7. Врачевание (здоровье и болезнь)

Платон упорно и много раз трактует справедливость как физическое здоровье и несправедливость как физическую болезнь (R. Р. IV 444 с - 445 b). Тут же у него постоянные ассоциации с врачебным делом, с поварским искусством, с косметикой и пр. (ср. Gorg. 464 а - 465 е).

Прямо говорится "лечить душу" (Crat. 440 cd), дурной человек, связанный с такими же дурными людьми, "неисцелим" (Legg. V 728 с). Дурные люди могут исцеляться от совершаемого ими зла (731 cd). Воспитание добрых граждан есть то же, что и гимнастическая муштра и тренировка для спортсменов (VIII 830 а).
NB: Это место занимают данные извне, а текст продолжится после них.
PR #16836, opened 2024-12-18
15500 in1 mappings

jack-h-wang:
This PR implements IN1 mappings for OML_O21 and ORM_O21 messages.

Test Steps:
1. Review mappings to verify they match the mapping inventory (unless noted otherwise).
2. Confirm all integration tests pass.

## Changes
- implement IN1 and IN1Extension mappings 
- add hl7v2date extension
- add DT to Period mapping 
- add XPN to RelatedPerson mapping 
- update AUIExtension mapping 
- update ORM_021 mapping
- update tests

### Testing
- [x] Tested locally?
- [x] Added tests?

## Linked Issues
- #15500


prime-router/metadata/HL7/catchall/hl7/codesystem/ExtensionUrlMapping.yml
```diff
@@ -297,9 +303,11 @@
   url: "https://reportstream.cdc.gov/fhir/StructureDefinition/hl7v2Component"
 
 # Date time as hl7v2 string
-# This extension exists because HL7 dates have very little restrictions (i.e. YYYY-MM, YYYY-MM-DD HH, YYYY-MM-DD HH:MM)
-# are all valid, but the FHIR specs has much stricter rules.  In order to reliably generate the same HL7 message, this extension
-# is used to capture what was in the original HL7 message and then exclusively used when mapping FHIR->HL7
+# These extensions exist because HL7 dates have very little restrictions (i.e. YYYY-MM, YYYY-MM-DD HH, YYYY-MM-DD HH:MM)
+# are all valid, but the FHIR specs has much stricter rules.  In order to reliably generate the same HL7 message, these
+# extensions are used to capture what was in the original HL7 message and then exclusively used when mapping FHIR->HL7
+- id: "hl7v2-date"
```
jack-h-wang, line 309: This date only extension was added for two reasons: HL7 DT (date) and DTM (datetime) are distinct datatypes and should have separate handling, and storing it as a different extension makes it so transforms that should only be applied to datetimes (such as timezone conversion) would not apply. So far, only the IN1 mappings have been updated to use this extension.

prime-router/metadata/HL7/catchall/hl7/datatypes/AUI/AUIExtension.yml
```diff
@@ -2,7 +2,7 @@
 
 url:
   type: STRING
-  valueOf: IN1.14
+  valueOf: $auiExtensionName
```
jack-h-wang, line 5: Unsure why this was hardcoded to `IN1.14` previously, but this now better resembles other extension datatypes in that it receives the extension name from the caller.

prime-router/metadata/HL7/catchall/hl7/datatypes/DT/Period.yml
```diff
@@ -0,0 +1,47 @@
+# $schema: ./../../../../../json_schema/fhir/hl7-to-fhir-mapping-resource-template.json
```
jack-h-wang, line 1: This is a so-far unique case where a `Period` is created from two `DT` datatypes. `Period.start` and `Period.end` are of the `datetime` type so dates must be converted to datetime; I have reservations about doing this, but the FHIR inventory specifies this and at least in the extensions the original date is preserved.

prime-router/metadata/HL7/catchall/hl7/segments/IN1/IN1Extension.yml
```diff
@@ -0,0 +1,701 @@
...
+    - expressionType: nested
+      vars:
+        in133: IN1.33
+      condition: $in133 NOT_NULL
+      generateList: true
+      expressionsMap:
+        url:
+          type: STRING
+          value: IN1.33
+        valueString:
```
JFisk42, line 429: Should we consider mapping this and IN1.34 to `valueDecimal` instead? 
Edit: On second thought all these extension fields fall into "whose line is it anyway" territory. So there may be more accurate ways to represent it but unless anyone is attempting send these fields it's going to make no difference.

JFisk42 (commented):
Everything is looking good so far! I got to everything but a couple of the files today, I'll finish those up Monday. 

One extra thing: We should either log a small ticket to add IN1 to ORM mappings or chuck it in on this review.

prime-router/metadata/HL7/catchall/hl7/datatypes/DT/Period.yml
jack-h-wang: That particular method is in `Hl7RelatedGeneralUtils.java` in the HL7 > FHIR converter library. Looking closer at the FHIR output, it does seem like that method is happy to take only a date and format it accordingly (`20240701` became `2024-07-01`).

prime-router/metadata/HL7/catchall/hl7/segments/IN1/Coverage.yml
```diff
@@ -2,47 +2,94 @@
...
+  expressionType: reference
+  condition: $in111 NOT_NULL
+  valueOf: datatypes/XON/Organization
+  specs: IN1.11
+  vars:
+    in111: STRING_ALL, IN1.11
+
+relationship:
+  expressionType: resource
+  valueOf: datatypes/CWE/CodeableConcept
```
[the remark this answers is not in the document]
jack-h-wang: I don't think I've seen such functionality on the HL7 > FHIR library. I think we'd have to do it as a sender transform, but I also think this is a bigger ticket where we have to also decide how to handle cases where this mapping would cause data loss.

prime-router/metadata/HL7/catchall/hl7/segments/IN1/IN1Extension.yml
jack-h-wang: That second thought was my thought process on how to handle `NM`, `ID`, etc. since our experience has been that basically anything can be put in these fields regardless of how the specification says they should be used, and storing a simple string representation is the simplest way to carry that all the way through the pipeline.

prime-router/metadata/HL7/catchall/hl7/segments/IN1/IN1Extension.yml
```diff
@@ -0,0 +1,701 @@
...
+    - expressionType: nested
+      vars:
+        in124: IN1.24
+      condition: $in124 NOT_NULL
+      generateList: true
+      expressionsMap:
+        url:
+          type: STRING
+          value: IN1.24
+        valueString:
```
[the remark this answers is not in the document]
jack-h-wang: We could probably squeeze the `DT` boilerplate mapping here, but my thought process was we have no real reason to perform transforms on `DT` values (unlike `DTM`) so I didn't see a use case where we'd need to convert it when it doesn't map to an existing FHIR attribute.

prime-router/src/main/resources/metadata/hl7_mapping/OML_O21/OML_O21-base.yml
```diff
@@ -40,6 +40,7 @@ elements:
     #          https://github.com/CDCgov/prime-reportstream/issues/15500
```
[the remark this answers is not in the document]
jack-h-wang: I'm having trouble figuring out what adding `RelatedPerson` to the scope actually does for us; as it is, there's no explicit link between the RP and the patient. Writing the scope this way effectively boils down to the logic of include this coverage if `IN1.16` was populated, and don't include it if it wasn't. That doesn't seem right to me either. (For the record, your pseudocode works but the or operator is `or` rather than `||`.)

Looking closer at the `Coverage` resource, I wonder if it makes the most sense to unconditionally map `Coverage.beneficiary` to the patient and use that as the link... that logically makes sense to me, but that's not a mapping that anything is telling us to do.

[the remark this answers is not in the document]
JFisk42: I'm thinking we should keep as it and removing/updating todo because I don't think what is listed in the mapping inventory makes sense. 

The references column for `IN1[Coverage]` states [Coverage.subscriber=Patient[PID]](https://docs.google.com/spreadsheets/d/1cSYLIXVfIjl7ib2DEGxD96LD9-YVJNQtKul5IwzJtts/edit?gid=0#gid=0&range=L31). My understanding of the References column is that it is supposed to represent a required binding. IE How this should read is that we map Coverage back to IN1 if and only if Coverage.subscriber is a reference to the only patient in the bundle. (Please let me know if this is wrong).

So but this only works if IN1-17 is present and 'patient'. So putting anything more restrictive here would be a problem unless we did something radical like just adding a patient reference to Coverage.extension or Coverage.subscriber.extension or Coverage.beneficiary. There's lots of potential for confusion there and all of this is just to prevent if a fhir bundle is sent with irrelevant coverage resources which sounds very unlikely.

prime-router/metadata/HL7/catchall/hl7/segments/IN1/Coverage.yml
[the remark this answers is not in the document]
JFisk42: Apparently I am just not aware of how we handle ValueSet mappings. From what I remember the answer is that we usually try not to, but there are definitely a few places where we are doing it but I cannot figure out the mechanism for it. 

I'll bring this up at the next office hours and don't think it should hold up this pr. I'll take it as a todo to bring up and log a follow up if need be. 

Just to document it somewhere, here is one example from our code base:
[Encounter.status has a required binding. ](http://hl7.org/fhir/R4/encounter.html)
Mapping inventory does have value set mappings for it. [[1](https://docs.google.com/spreadsheets/d/1Sqt8f_LpBVMIdJxcAlB4emDOBqXV8rhy60V2_yaDp7c/edit?gid=0#gid=0), [2](https://docs.google.com/spreadsheets/d/1-g6mrN1Q_Y_foJjlOXY32UAtMWwPi245mh3kRc8FBQ4/edit?gid=0#gid=0)]
And we do get these mapped values from somewhere as it's [in some of the fhir](https://github.com/CDCgov/prime-reportstream/blob/345f93ccd4561677350297d27eae4b9ac006f3ef/prime-router/src/testIntegration/resources/datatests/mappinginventory/catchall/pv1pv2/PV1-to-Encounter.fhir#L401) we've generated for tests.

prime-router/src/main/resources/metadata/hl7_mapping/OML_O21/OML_O21-base.yml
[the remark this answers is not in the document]
jack-h-wang: Looking a little more, `PV1[Coverage]` has `Coverage.beneficiary.reference=Patient[1].id` listed as reference. (This is a really sparse mapping file, only specifying that `PV1-20` maps to `Coverage.type`.) If the implication is that both are supposed to update the same `Coverage`, then creating the `Coverage.beneficiary` link makes sense...

prime-router/metadata/HL7/catchall/hl7/segments/IN1/IN1Extension.yml
JFisk42: That's a really good point! Getting more specific with the value format might be accurate but it forces us to be less flexible on fields that we can't really predict how they will be used.

prime-router/src/main/resources/metadata/hl7_mapping/OML_O21/OML_O21-base.yml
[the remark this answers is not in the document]
JFisk42: Yeah actually I think you're right. Sorry, my brain has been flipping on the references column and I'm overthinking it. Looking at some examples in our code this column is generally treated as something that should be mapped, so adding a reference to the patient on Coverage.beneficiary and then having the mapping here require that sounds correct to me.

JFisk42 (approved):
Looks great!

prime-router/metadata/HL7/catchall/hl7/codesystem/ExtensionUrlMapping.yml
```diff
@@ -52,6 +52,8 @@
   url: "http://hl7.org/fhir/StructureDefinition/patient-animal"
 - id: "relationship"
   url: "https://hl7.org/fhir/StructureDefinition/relationship"
+- id: "extension-subscriber-id"
+  url: "http://hl7.org/fhir/R5/StructureDefinition/extension-subscriberId"
```
jalbinson, line 56: what is the significance of the `R5` path segment? I see one other instance of it and it uses `https` scheme.

jack-h-wang: It's a literal string provided in the [inventory mappings](https://docs.google.com/spreadsheets/d/1-8U35_8X9wQTQAchyVAujF4TFrbcjyDeloU2gpHT2_o/edit?gid=0#gid=0) (row 12, column Q)

prime-router/src/testIntegration/resources/datatests/mappinginventory/catchall/in1/IN1-to-Coverage-IN1-10-SN-IN1-17-SEL.fhir
```diff
@@ -0,0 +1,1260 @@
...
+                ]
+              },
+              "value": "555221234"
+            }
+          },
+          {
+            "url": "https://reportstream.cdc.gov/fhir/StructureDefinition/in1-coverage",
+            "extension": [
+              {
+                "url": "IN1.2",
```
jalbinson, line 224: If I'm reading this correctly, the vast majority of the `IN1` segment is stored in a giant extension on the `Coverage` resource?

jack-h-wang: Correct; we need a location to store any values that either didn't have a FHIR mapping or the FHIR mapping was insufficient for being able to rebuild the HL7. This is the same pattern as other mappings (OBX, PRT, etc).

PR #16920, opened 2024-12-27
Flexion/jgilmore/update blob storage transport filenames

GilmoreA6:
This PR updates Blob Storage Transport to utilize the file-naming-templates in the same manner as the current SFTP transport. Currently Blob Storage Transport names the file copied into the receiver's storage container with the same name as the file in the RS "ready" folder. This will impact existing receivers utilizing blob storage transport so it may be worth adding a file-naming-template that simply passes along the existing filename. ETOR

Test Steps:
1. run ./prime test

2. run ./gradlew testIntegration

3. Add the attached settings to local organizations.yml file
[golden-copy-test-settings.txt](https://github.com/user-attachments/files/18264051/golden-copy-test-settings.txt)

4. In storage account devstoreaccount1 create a container named "test"

5. Use attached test message to send a message to local reportstream from sender "flexion.simulated-hospital"
[test-blob-name.txt](https://github.com/user-attachments/files/18264103/test-blob-name.txt)

6. Check created "test" container for two files, one named "golden-copy-<UUID>.hl7" and one named "oru_r01-base.yml-<UUID>.hl7

## Changes
- simplify copyBlob function to only return the byteArray of the copied blob
- add logic to utilize the externalFilename in blobstoretransport
- clean tests for copyBlob

### Testing
- [x ] Tested locally?
- [x ] Added tests?


prime-router/src/main/kotlin/azure/BlobAccess.kt
```diff
@@ -404,14 +404,10 @@ class BlobAccess() : Logging {
         /**
          * Copy a blob at [fromBlobUrl] to a blob in [blobConnInfo]
          */
-        fun copyBlob(fromBlobUrl: String, blobConnInfo: BlobContainerMetadata): String {
+        fun copyBlob(fromBlobUrl: String): ByteArray {
```
jack-h-wang, line 407: This change essentially turns `copyBlob` into a copy of `downloadBlobAsByteArray` except with one extra line of logging. Why not call `downloadBlobAsByteArray` directly? If we don't need `copyBlob` after doing that, then we could delete it (and its test) entirely.

I think it's also worth pointing out the `digest` parameter for `downloadBlob` is available (as `BlobUtils.digestToString(header.reportFile.blobDigest)`) though the return type for that function is `String` instead of `ByteArray`. Performing that bit of verification might make sense?

jack-h-wang (changes requested):

prime-router/src/main/kotlin/azure/BlobAccess.kt
GilmoreA6: @jack-h-wang agree with getting rid of the copyBlob, clarification re: the digest parameter, are you thinking that we should compare the blobDigest to the output to make sure they are the same?

GilmoreA6: @jack-h-wang updated to call downloadBlobAsByteArray directly and removed copyBlob and associated tests. We discussed added the compare between the digest and a digest of the downloaded blob but because digestToString has a limit of 40 we thought it added complexity without really verifying much. Happy to still add if you think it's necessary.

jack-h-wang (approved):

prime-router/src/main/kotlin/transport/BlobStoreTransport.kt
```diff
@@ -31,7 +31,11 @@ class BlobStoreTransport : ITransport {
             val receiver = header.receiver ?: error("No receiver defined for report ${header.reportFile.reportId}")
             val bodyUrl = header.reportFile.bodyUrl ?: error("Report ${header.reportFile.reportId} has no blob to copy")
             context.logger.info("About to copy $bodyUrl to $envVar:$storageName")
-            val newUrl = BlobAccess.copyBlob(bodyUrl, BlobAccess.BlobContainerMetadata.build(transportType))
+            val blobConnection = BlobAccess.BlobContainerMetadata.build(transportType)
+            val blobFile = BlobAccess.downloadBlobAsByteArray(bodyUrl)
```
jalbinson, line 35: Outside the scope of this ticket/bugfix but I think a better approach would be to use the blob client to copy the blob within Azure instead of download and then upload. It looks like there are some APIs that could accomplish this:

https://learn.microsoft.com/en-us/java/api/com.azure.storage.blob.specialized.blobclientbase?view=azure-java-stable#com-azure-storage-blob-specialized-blobclientbase-copyfromurl(java-lang-string)

jalbinson (approved):
Alternative approach suggested but not required.

PR #16950, opened 2025-01-03
Update dependabot config to ignore specific dependencies' major versions

### LINKED ISSUE #16949: Update dependabot config to ignore specific dependencies' major versions
By default dependabot, regardless of semver syntax on dependencies, will attempt to update across major versions. Unfortunately this means needing to periodically update the dependabot config to ignore major versions for dependencies that need manual migration (though not ideal as we want to keep edits to the dependabot config to a minimum).

Acceptance Criteria
- [x] Current list of libraries with incompatible major updates added to dependabot frontend ignore list (specifying to ignore major updates only)
- [x] Aforementioned libraries' entries in package.json reverted back to `^` semver syntax rather than `~`

jpandersen87:
Fixes #16949

This PR:

- Manually specifies ignore rules for major version updates to libraries that require manual migration
- Reverts semver syntax in package.json for these libraries to default


devopsmatt (approved):

devopsmatt:
@jpandersen87  Approved, but needs conflicts to be resolved before merging

PR #17012, opened 2025-01-07
upgrading to kotlin 2.0 and fixing tests

### LINKED ISSUE #16908: Resolve blockers to updating to Kotlin 2.0.0 and later
### User Story
As an RS engineer, I want to remain on current and supported versions of dependencies.

### Description/Use Case
RS currently runs Kotlin version 1.9.25. Attempts to update to Kotlin 2.0.0 and later result in compiler failures. There are a number of dependency updates that now require Kotlin 2.0.0 or later. We need to resolve any blockers and update to at minimum Kotlin 2.0.0 in order to update to the current version of many of our dependencies.

See [the list of dependencies that cannot currently be updated](https://github.com/CDCgov/prime-reportstream/pulls?q=is%3Aopen+is%3Apr+label%3Ajava+author%3Aapp%2Fdependabot+status%3Afailure+). Note that not all failures are due to this issue; inspect the output of the Build Router step to determine which failures are due to the Kotlin version. 

### Dev Notes
Update `systemProp.kotlinVersion` in `gradle.properties` to a Kotlin 2.x version. Note that `compileKotlin` will fail due to the presence of several instances of `@Suppress("NEW_INFERENCE_NO_INFORMATION_FOR_PARAMETER")`. Removing these annotations allows compile to succeed, but causes some tests to fail.

See also:
- #15430 
- #15441

### Acceptance Criteria
- [ ] Update to Kotlin 2.0.0 or later without any test failures

kant777:
This PR upgrades kotlin to version `2.1.0` and fixes the broken tests according to the acceptance criteria define here https://github.com/CDCgov/prime-reportstream/issues/16908

Test Steps:
1. ./gradlew quickRun

## Changes
image

### Testing
- [x] Tested locally? Yes
- [ ] Ran `./prime test` or `./gradlew testSmoke` against local Docker ReportStream container? Yes
- [ ] (For Changes to /frontend-react/...) Ran `npm run lint:write`? Yes
- [ ] Added tests? No

## Linked Issues
- Fixes #16908

### DIFF
--- a/prime-router/docs/design/proposals/0023-condition-to-code-mapping/0023-condition-to-code-mapping.md
+++ b/prime-router/docs/design/proposals/0023-condition-to-code-mapping/0023-condition-to-code-mapping.md
@@ -19,7 +19,7 @@ The below items are not covered in this proposal.
 
 Overview Diagram
 
-![Code to Condition Overview Diagram](C:\Users\James.Gilmore\Documents\GitHub\PRIME\prime-reportstream\prime-router\docs\design\proposals\0023-condition-to-code-mapping\code-to-condtion-overview.png)
+![Code to Condition Overview Diagram](https://github.com/CDCgov/prime-reportstream/blob/main/prime-router/docs/design/proposals/0023-condition-to-code-mapping/code-to-condtion-overview.png)
 
 ### Creating Observation Mapping Table
 


prime-router/src/test/kotlin/azure/batch/UniversalBatchFunctionTests.kt
```diff
@@ -448,10 +455,10 @@ class UniversalBatchFunctionTests {
         every { mockTask.schemaName } returns schemaName
         every { mockTask.bodyFormat } returns bodyFormat
         every { engine.generateEmptyReport(any(), any()) } returns Unit
-        every { engine.db.fetchAndLockBatchTasksForOneReceiver(any(), any(), any(), any(), any()) } returns listOf(
+        every { mockDb.fetchAndLockBatchTasksForOneReceiver(any(), any(), any(), any(), any()) } returns listOf(
```
arnejduranovic, line 458: If you had to make this change on this line then that means you are not properly passing mockDb to the engine object? You are passing mockDb to engine on 437, so why doesn't engine.db work here? Even though this test works, I think it's messy and can get cleaned up because it's not clear what function/purpose the object on line 54 has?

auth/build.gradle.kts
```diff
@@ -7,6 +7,10 @@ plugins {
     kotlin("plugin.spring") version "2.1.0"
 }
 
+ktlint {
+    version = "1.5.0"
```
jack-h-wang, line 11: Just wanted to point out a different ktlint version is specified in [reportstream.project-conventions.gradle.kts](https://github.com/CDCgov/prime-reportstream/blob/f48d719b876859169deb0360487f63965d8be5a0/buildSrc/src/main/kotlin/reportstream.project-conventions.gradle.kts#L37). We should try to keep these versions aligned, but also I'd want to look into whether we should have the version specified in only one location.

arnejduranovic (approved):
Top significant changes that I see (I approve of them):

1. moving function declarations to single line when short enough
2. replacing function bodies with body expression when its a single statement function `(standard:function-expression-body)`

For testing, I undid some changes in the PR and ran `./gradlew :prime-router:ktlintCheck` to verify ktlint catches them on my machine. I confirmed there is no local setup needed to get same behavior.

scott-aquia (approved):
I have reviewed this change from a security perspective.

PR #17093, opened 2025-01-17
Tf deplotment changes

bethbeza:
Places tf plan and apply in its corrected place.


.github/workflows/deploy_terraform.yml
```diff
@@ -63,7 +63,16 @@ jobs:
...
           add-args: "-refresh=false"
-
+        -name:  Run Terraform Plan
+          run: |
+            terraform init -input=false
+            terraform validate
+            terraform fmt -recursive
+            terraform plan -out=tf.plan
+        - name: Run Terraform Apply
+          run: |
```
devopsmatt, line 73: I think this apply step should be conditional on the plan step, using `needs: ... `

.github/workflows/cleanup_acr_images.yml
devopsmatt, line 1: I think this file doesn't need modifications, we should exclude it from the PR.

.github/workflows/0
devopsmatt, line 1: I think this was included in the commit by mistake/type, it should not be in this PR.

devopsmatt (approved):

Issue #54, opened 2020-11-26
AbstractPowerManifold as an interface?


kellertuer:
I am currently thinking of simplifying the asymptote export interface over in Manopt.jl. For that I would need the
abstract power manifold

https://github.com/JuliaManifolds/Manifolds.jl/blob/9e43ea07ea7c8e69106136a70efc0147f19ba6cf/src/manifolds/PowerManifold.jl#L31

here, to (somewhen) get rid of the dependency of Manifolds in Manopt (i.e. only depend on base). Could we maybe move that over? Just the abstract one and maybe all abstract functions that do not introduce dependencies here.

kellertuer:
I just noticed that for some implementations I need to actually to a `PowerManifold` of some size (currently), but as far as I see that is mainly to construct a zero tangent vector then. So that can surely be refactored to not be based on that.

mateuszbaran:
How do you imagine to use this interface without `Manifolds.jl`? We can move some parts of `AbstractPowerManifold` to `ManifoldsBase.jl` but I'm not sure what could actually be done with the parts that don't introduce new dependencies.

kellertuer:
To be precise I think I would need

* first and foremost a type to dispatch on (would make my asy_exports much nicer, to do the image exports with power and the others without)
* for some algorithms `p[M, I]` is what I need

Государство различает исцелимых и неисцелимых преступников и принимает каждый раз для этого соответствующие меры (IX 862 с, е). А. де Мариньяк{76} правильно напоминает, что три диалога: "Хармид", "Лахет" и "Лисий" мыслятся на фоне палестры или гимнасия. В "Евтифроне" (2 а) прямо говорится о частом посещении Сократом Ликея. После знаменитого пира у Агафона Сократ опять-таки отправляется прямо в Ликей и только к вечеру идет домой отдыхать (Conv. 223 d). В этом же Ликее Сократ дискутирует с софистами Евтидемом и Дионисидором (Euthyd. 271а).